# Polaris Ranger vs. Gator XUV



## sparta391 (Nov 25, 2012)

What are your experiences with these vehicles? Between these two, which would you buy? Keep it focused on these two please. Will use on the farm for hauling stuff, making trails, probably getting a harrow, and I have to cross a creek. Thanks for the help, and remember between the gator and polaris only.


----------



## willc2412 (Nov 29, 2012)

Polaris


----------



## sparta391 (Nov 29, 2012)

I hear about the belt tearing up but it sounds like thats only from abusive stuff like mud bogging


----------



## Dustin Pate (Nov 29, 2012)

Folks that I do some farm work for bought a new Gator a few months back. I've put a lot of seat time in it and after almost 60 hours on it I am very impressed. PLENTY of power and speed and much more agile than the old gators. I have pulled some pretty heavy trailers with it and it didn't even flinch.


----------



## sbsparts (Feb 21, 2013)

Hey Sparta, I own a UTV parts and accessories store and I would recommend the Ranger.  They have a proven drivetrain, plenty of cargo room and power, and if you need to add accessories later on, you are going to have a much better selection that you will pay less for than with the Gator.  Gators are also slugs (other than the new RSX 850i).  Their under-powered because John Deere built them like tanks and essentially concentrated on reliability when it comes to the drivetrain.
Kevin Connors
www.sbsparts.com


----------



## GAGE (Feb 21, 2013)

The Gator would be my choice.


----------



## Luckybuck (Feb 21, 2013)

From what I hear for low maintenance cost it would be the Gator.


----------



## MudDucker (Feb 21, 2013)

I am on my third gator and other than an electrical problem caused by a pinched wire, all I have done is change the oil and put gas in them.


----------



## Wild Turkey (Feb 21, 2013)

Thats a real toss up right there.
Both have good points and bad.
The one thing I dont like about the Ranger is the noise.
Never ran a new Gator to compare.


----------



## Browning01 (Feb 27, 2013)

Gators are nice because of the reliability but if taken care of rangers are very reliable as well.  My buddy has had a 2004 since new and never had any issues besides regular maintenance, and that thing has had a hard life (including multiple roll overs).  I would pick the ranger without question.  I dont know how much land you have but the Ranger will run circles around the Gator.  If you have a few hundred acres, the Gator is just too slow.


----------



## Knotwild (Feb 27, 2013)

I work part time on a plantation that has a 6x6 Polaris, 4x4 Polaris, and a 2012 Gator. These things are used hard. The Gator is nice, but more noisy than the Polaris. The Gator also has a problem in that the fuel system seems to load up if doing much idling. You have to get down on it to clear it out. Since it was bought to spray canal edges and such with a lot of idling, it is not working out well. John Deere can't seem to fix it. 
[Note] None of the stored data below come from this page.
Issue #2606, opened 2023-12-20
Select, DropdownMenu - keyboard interactions are not working as expected in Shadow DOM 


alexandravassova:
### Current Behavior

When Select or DropdownMenu component is used in Shadow DOM and its content is open, arrow keys are not working correctly. After pressing the ArrowDown key, the focus is moved to the last item of the list and vice versa, if ArrowUp key is pressed, the focus is moved to first item. 

### Expected behavior

When focus is on an item, ArrowDown key should move focus to the next item, ArrowUp should move focus to the previous item also in Shadow DOM.

### Your environment

| Software         | Name(s) | Version |
| ---------------- | ------- | ------- |
| Radix Package(s) | select, dropdown-menu |  1.2.2, 2.0.5  |
| React            | n/a     |    18.2.0     |
| Browser          |    all browsers     |         |
| Assistive tech   |         |         |
| Node             | n/a     |         |
| npm/yarn         |         |         |
| Operating System |         |         |

MartinDavi:
I see the same with toggle group as well.

abrehamgezahegn:
Also experiencing the same issue.

abrehamgezahegn:
I have opened a PR for this here https://github.com/radix-ui/primitives/pull/2712

QuocThuanTruong:
I got the same issue :((( Please fix it

michael-langley:
Any updates on this one? Thanks

yc42-Sebastian:
Hi, Is there any progress on this issue? 

Or any information about how to work around it?

jHolcnerTatum:
I have the same problem with Tabs component https://www.radix-ui.com/primitives/docs/components/tabs. I would appreciate any help with how to resolve this issue

RobinLbt:
Any updates?

kachkaev:
@RobinLbt there is https://github.com/radix-ui/primitives/pull/3674 with a likely fix, but the PR has been up for three months without review.

PR #2712, opened 2024-02-18
[Select] add new prop to SelectContent to account for shadow dom rendering

abrehamgezahegn:
### Description

Fix for https://github.com/radix-ui/primitives/issues/2606 .
Select arrow navigation depends on `document.activeElement`. But if the select is rendered in shadow dom, `document.activeElement` returns top level element in the shadow dom. This breaks the keyboard navigation. 

I edited the keyboard handler to check if select is in shadow dom then get the active element from it.
B


chaance:
Instead of a new prop, can't we just get this from the element stored in state?

```
const activeElement = (content?.shadowRoot ?? document).activeElement
```

PR #2715, opened 2024-02-20
feature: use onBlur instead of native change event on FormControl change (Form package)

elliason:
### Description
I think using React's onBlur event is a better choice here for a few reasons:
1) Imagine a hypothetical situation when user types incorrect input, he then clicks outside and input loose focus. Now the native onChange event is fired and the field is correctly marked as invalid. So the user goes back, fixes the input, field is marked as valid because of the `resetControlValidity();` call on line 402. So far so good, but the user types again and unfortunately makes the same mistake as before and ends up with the same incorrect value in the input. If he now clicks outside and the input loses focus, the native onChange event is not fired at all because the value is the same as before. So the user is left with an incorrectly filled input without even realising it.
2) It's less code, and you don't have to escape from the React event system to native events.

### DIFF
--- a/packages/react/form/src/Form.tsx
+++ b/packages/react/form/src/Form.tsx
@@ -352,17 +352,6 @@ const FormControl = React.forwardRef<FormControlElement, FormControlProps>(
       [customMatcherEntries, name, onFieldCustomErrorsChange, onFieldValidityChange]
     );
 
-    React.useEffect(() => {
-      const control = ref.current;
-      if (control) {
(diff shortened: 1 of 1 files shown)


jjenzz:
in terms of potential breaking changes here... some elements fire native change event when they are still focused (so not the equivalent of blur). for example, `<select>`s fire change when you choose an option in the dropdown. file inputs trigger change when you select a file.

perhaps the issue here is that radix couples _validity_ and _error visibility_, since the validity hasn't been resolved until `change` can fire and revalidate again.

PR #2716, opened 2024-02-21
feat: make `data-state` more explicit

### LINKED ISSUE #602: Figure out why `as={Component}` doesn't use `data-state` from `Component`
Stemmed from this discussion https://github.com/radix-ui/primitives/discussions/560#discussioncomment-588638

When I did `<Dialog.Trigger as={Tooltip.Trigger}>` the `data-state` attribute was maintained from `Dialog.Trigger` instead of being overridden with the `Tooltip.Trigger` one. I'm not sure if this is a misunderstanding of `as` prop on my part (they're a confusing beast) but thought it worth looking into as a DX improvement if possible.

chaejunlee:
### Description

- fixes https://github.com/radix-ui/primitives/issues/602
- ref https://github.com/radix-ui/primitives/discussions/560#discussioncomment-3115606

Reading the comments from the discussion, I made the `date-state` more explicit by adding the name of the radix component. This feature will help the namespace of `data-state` be more clean.

I think leaving the `data-state` as a legacy and adding `data-[component]-state` will be good for now. For next major update, we can drop the support for the `data-state`.

If the maintainers agree on this approach, I can update all the storybook examples to new `data-state` representation as well. Please, any feedback is appreciated!!!

### DIFF
--- a/packages/react/accordion/src/Accordion.tsx
+++ b/packages/react/accordion/src/Accordion.tsx
@@ -391,6 +391,7 @@ const AccordionItem = React.forwardRef<AccordionItemElement, AccordionItemProps>
         <CollapsiblePrimitive.Root
           data-orientation={accordionContext.orientation}
           data-state={getState(open)}
+          data-accordion-state={getState(open)}
           {...collapsibleScope}
           {...accordionItemProps}
           ref={forwardedRef}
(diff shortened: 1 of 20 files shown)


Obiwarn:
This looks like the best solution for the problem. Keeping the simple DX from data-state plus olving the problem.

chaance:
Something similar will be implemented ahead of the next major release, but it will look slightly different. Update forthcoming soon.

PR #2720, opened 2024-02-23
fix: [@radix-ui/react-tooltip] tooltip performance issue

tangye1234:
### Description

The main purpose of this pr is to resolve the performance issue of tooltip provider.

When there are lots of tooltips inside tooltip provider, everytime tooltip open state is changing, all of the tooltips will re-render regardless of its relation to the iteraction.

I found that provider only provides some context settings and also help to maintain some lifecycle states, while tooltip itself is enough to control its own open state. So I think it is unneccessary  for the provider's states to be broadcasted to all context consumers.


divmgl:
Can we get this in? @benoitgrelard @andy-hook 

@tangye1234 is there a way I can prevent this from happening at the caller? Seems to be internal inaccessible state, but figured I'd ask.

ZackMitkin:
@divmgl, you can try grouping components that have many tooltips in their own `<TooltipProvider>`.

Would be nice for this optimization to be merged. I have over 500 tooltips on a page which cause a noticeable freeze whenever one of them is hovered. For now, I just wrap components that use many tooltips in their own provider which does fix it

chaance:
Dealt with the conflicts and merged locally. Thanks!

Issue #2743, opened 2024-02-29
Change visibility to hidden instead of opacity to 0


nicholaschiang:
### Current Behavior

When using `hideWhenDetached`, the opacity is changed to `0` instead of the `visibility`. This lets users click items that they cannot see. This is a horrid UX.

You can see in the video below, that the popover is properly hidden when the trigger is occluded. However, the items can still be interacted with. When I hover to inspect, you'll see that I'm inspecting the popover items, and not the stuff that you see on-screen. On clicking, the popover item is clicked.

https://github.com/radix-ui/primitives/assets/20798889/b7c9bfa5-556e-49b8-b3d4-55a5391692c1

### Expected behavior

You should, as per the `@floating-ui/react-dom` [documentation](https://floating-ui.com/docs/hide#usage), set the `visibility` to `hidden` instead of the `opacity` to `0`.

https://github.com/radix-ui/primitives/blob/main/packages/react/popper/src/Popper.tsx#L271

### Reproducible example

[CodeSandbox Template](https://codesandbox.io/s/2r30e)

### Your environment

| Software         | Name(s) | Version |
| ---------------- | ------- | ------- |
| Radix Package(s) |         |         |
| React            | n/a     |         |
| Browser          |         |         |
| Assistive tech   |         |         |
| Node             | n/a     |         |
| npm/yarn         |         |         |
| Operating System |         |         |

benoitgrelard:
You are 100% correct! That is an oversight from our part, thanks for raising an issue!

benoitgrelard:
And fixing it too! ♥️

nicholaschiang:
One thing I want to flag here: It seems like `hover:` interactions with elements covered by a popover with `visibility: hidden` are still not triggered until the popover is closed. Clicking where the popover is registers as a click outside and closes the popover, allowing interaction with the elements underneath. I suspect `pointer-events: none` is needed to allow interactions with elements underneath the hidden popover.

https://github.com/radix-ui/primitives/assets/20798889/86e7406c-4195-4732-8a5d-6666720c1b3e

benoitgrelard:
Yes that's a great point, if the intention is for it to behave as if it was already closed, then adding `pointer-events: none` might make sense too. Would you mind opening another PR with that change?

PR #2744, opened 2024-02-29
fix(Popper): use `visibility` to hide instead of `opacity`

nicholaschiang:
When using `hideWhenDetached`, the opacity is changed to 0 instead of the visibility. This lets users click items that they cannot see. This is generally a bad user experience.

This patch updates the `Popper` to set the `visibility` to `hidden` when `hideWhenDetached` is used. This ensures the user cannot interact with the hidden element.

This aligns with what is in the `@floating-ui/react-dom` documentation.

Ref: https://floating-ui.com/docs/hide#usage

Closes: https://github.com/radix-ui/primitives/issues/2743

### DIFF
--- a/packages/react/popper/src/Popper.tsx
+++ b/packages/react/popper/src/Popper.tsx
@@ -268,7 +268,7 @@ const PopperContent = React.forwardRef<PopperContentElement, PopperContentProps>
               // we prevent animations so that users's animation don't kick in too early referring wrong sides
               animation: !isPositioned ? 'none' : undefined,
               // hide the content if using the hide middleware and should be hidden
-              opacity: middlewareData.hide?.referenceHidden ? 0 : undefined,
+              visibility: middlewareData.hide?.referenceHidden ? 'hidden' : 'visible',
             }}
           />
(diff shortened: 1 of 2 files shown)


packages/react/popper/src/Popper.tsx
```diff
@@ -268,7 +268,7 @@ const PopperContent = React.forwardRef<PopperContentElement, PopperContentProps>
               // we prevent animations so that users's animation don't kick in too early referring wrong sides
               animation: !isPositioned ? 'none' : undefined,
               // hide the content if using the hide middleware and should be hidden
-              opacity: middlewareData.hide?.referenceHidden ? 0 : undefined,
+              visibility: middlewareData.hide?.referenceHidden ? 'hidden' : 'visible',
```
benoitgrelard, line 271: nit: We shouldn't need to explicitly set it as `visible` when visible as it is the default value for `visibility`

```suggestion
              visibility: middlewareData.hide?.referenceHidden ? 'hidden' : undefined,
```

benoitgrelard (approved):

The Gator does not seem to have the power the Polaris machines have for pulling heavy loads/trailers and for what it's worth, it's not as fast (probably a good point). 

Until John Deere gets the idling problem worked out, they won't be buying any more Gators.


----------



## Dustin Pate (Feb 27, 2013)

Are y'all talking about the new Gator 850 being slow? It goes faster than I care to drive it for dang sure.


----------



## Robert28 (Feb 27, 2013)

I've been thinking about buying a Gator for the past few months. my dealer told me they're running a special on them currently, $800 off AND 0% for 60 months. that's hard to look past. I'm considering the 625i, 825i, and the 855 diesel. The thing that concerns me about the 825i is the Chinese engine. reliability of it over the long term and the high reving it does. that thing REALLY revs just to move. not sure how that engine would hold up over the long haul. Leaning more towards the diesel and the 625i but the diesel is pretty loud and only has a top speed of 32 mph. that should be ok I guess. the 625i seems like it would be good for me too, but they're hard to find as most dealers lots are full of 825i's and some diesels here and there.


----------



## southernman13 (Feb 27, 2013)

*Gator*

I don't know about the rest of the gators but it's funny I'm reading this thread. Yesterday I was at sunbelt rentals a good friend of mine is the manager at this particular store. Anyway he had three 550 s4 gators sitting there and I said man I want one of them 4 door buggies there. He said you don't want one of them there junk. All three of them are in the down line and need the engines resealed. Their leaking oil from various places in the engines and there all around the 100 hr mark. Granted they're in a rental fleet, but theyre not old or high hour machines. He said they really like the bobcats the best.


----------



## Bark99 (Nov 9, 2013)

I have not owned a Gator, but I have owned 3 Rangers.  There is nothing that a Polaris will not do.  I also think that resale is better on a Ranger vs a gator.


----------



## Bobby Jackson (Nov 9, 2013)

Look to the Canadians,they use their machines hard and quite often their lives depend on them working correctly..
funny thing about Canadians,they also buy the absolute best of everything(a lot different than the americans who insist on everything cheap from China..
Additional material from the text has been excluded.